I have been inspired by this post of my dear friend Beatrice over at A gringa's thoughts about Ex-pat living in Santiago, Chile and decided to write my own post about the public holiday phenomenon here in Southern Sudan.

There are a total of 15 public holidays a year, not including the spontaneously announced ones for things like Obama being elected President of the US. CPA Day, SPLM Day, Martyrs Day, etc. Our office also counts July 4th and Thanksgiving day as holidays (random...). Half of the government holidays are canceled the day before or the day of the scheduled holiday and moved to later in the week or the month. The announcements which are given on the radio and always come too late to tell our staff that they are still required to come into work, so they end up having both days off instead of one! For example, SPLM day, which was scheduled for May 16th, and then the announcement came at 8am on that very day that it would be moved to May 25th. All the celebratory firing of weapons on the 16th was for nothing. Sigh.

Then there are the holidays that are set based on the phases of the moon, like Eid ul-Adha ("greater Eid", Feast of the Sacrifice of Ishmael by Ibrahim), and Eid El-Fitr ("smaller Eid", marks the end of the Muslim holy month of Ramadan), where the same mixup occurs because the muslim community will call the holiday on one day, but the government will call it another day, therefore giving everyone both days off. Last year for Eid ul-Fitr this went on for 4 days before the 3 day holiday!

Makes planning work a bit confusing, and the ex-pats are still expected to work on these public holidays so it's not like we all get the day off, but the rest of the staff and the government employees are certainly happy about it!

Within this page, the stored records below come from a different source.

PR #52333, opened 2026-03-24
Don't block thread creation when PromptStore fails to initialize

rtfeldman:
NativeAgentServer::connect used `prompt_store.await?` which turned any PromptStore initialization failure (permission denied, disk issues, etc.) into a hard connection error, putting the ConversationView into LoadError state and preventing all new native agent threads from being created.

Changed to `.log_err()` so the error is logged at ERROR level but thread creation proceeds with `prompt_store: None`. `NativeAgent::new` already accepts `Option<Entity<PromptStore>>` and handles `None` gracefully — user custom prompts won't load but threads still work.

Added a regression test that serializes a stale thread ID, loads the panel (triggering the "last active thread not found in database" warning), then dispatches NewThread through the real NativeAgentServer path and verifies it produces a connected thread.

Release Notes:

- Agent panel now handles filesystem errors more gracefully

### DIFF
--- a/crates/agent_ui/src/agent_panel.rs
+++ b/crates/agent_ui/src/agent_panel.rs
@@ -6248,4 +6248,42 @@ mod tests {
             "the new worktree workspace should use the same agent (Codex) that was selected in the original panel",
         );
     }
+
+    /// Regression test: NewThread must produce a connected thread even when
+    /// the PromptStore fails to initialize (e.g. LMDB permission error).
+    /// Before the fix, `NativeAgentServer::connect` propagated the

Eid ul-Fitr is my favorite holiday of the bunch. Ramadan is a month where Muslims rise before dawn to eat the first meal, fast from sunrise to sunset, not even drinking water, and then break their fast once the sun has set. Once the appropriate phase of the moon is spotted, celebrations break out across town. Poeple wear their best clothes and walk to the mosques. Enormous quantities of food are prepared, and walking and driving around you find huge groups of people gathered all over the place sharing the feast. It is a time to give to those less fortunate, and the air is festive. Poeple wear their best clothes and walk to the mosques. I would be too if I had not been eating during the day for a whole month.

1 comment:

M.Lane said...

I'm going to start adopting the governmental posture at work! I'll say at 8 am the day before Thanksgiving that the formerly stated day off is being moved and we will all [in theory] get that day AND the new one AND Thanksgiving!!! What a scream!